Entries supplied:
========================
PR #656, opened 2022-07-19
fix: update paths and include linux esbuild

ssvegaraju:
Issue #, if available:

Description of changes:
Updating paths to use forward slashes instead of backslashes as per https://stackoverflow.com/a/38428899. In addition, created a .yarnrc.yml to allow for multiple versions of esbuild based on platform.

Tested using WSL.

Checklist:

### DIFF
--- a/.yarnrc.yml
+++ b/.yarnrc.yml
@@ -1,4 +1,0 @@
-supportedArchitectures:
-  os:
-    - "linux"
-    - "win64"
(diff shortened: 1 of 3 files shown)


.yarnrc.yml
```diff
@@ -0,0 +1,4 @@
+supportedArchitectures:
```
rsmayda: i htink we can remove this file?

rsmayda (approved):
========================
Work required: Each line above must be returned exactly as written.

Result:
PR #656, opened 2022-07-19
fix: update paths and include linux esbuild

ssvegaraju:
Issue #, if available:

Description of changes:
Updating paths to use forward slashes instead of backslashes as per https://stackoverflow.com/a/38428899. In addition, created a .yarnrc.yml to allow for multiple versions of esbuild based on platform.

Tested using WSL.

Checklist:

### DIFF
--- a/.yarnrc.yml
+++ b/.yarnrc.yml
@@ -1,4 +1,0 @@
-supportedArchitectures:
-  os:
-    - "linux"
-    - "win64"
(diff shortened: 1 of 3 files shown)


.yarnrc.yml
```diff
@@ -0,0 +1,4 @@
+supportedArchitectures:
```
rsmayda: i htink we can remove this file?

rsmayda (approved):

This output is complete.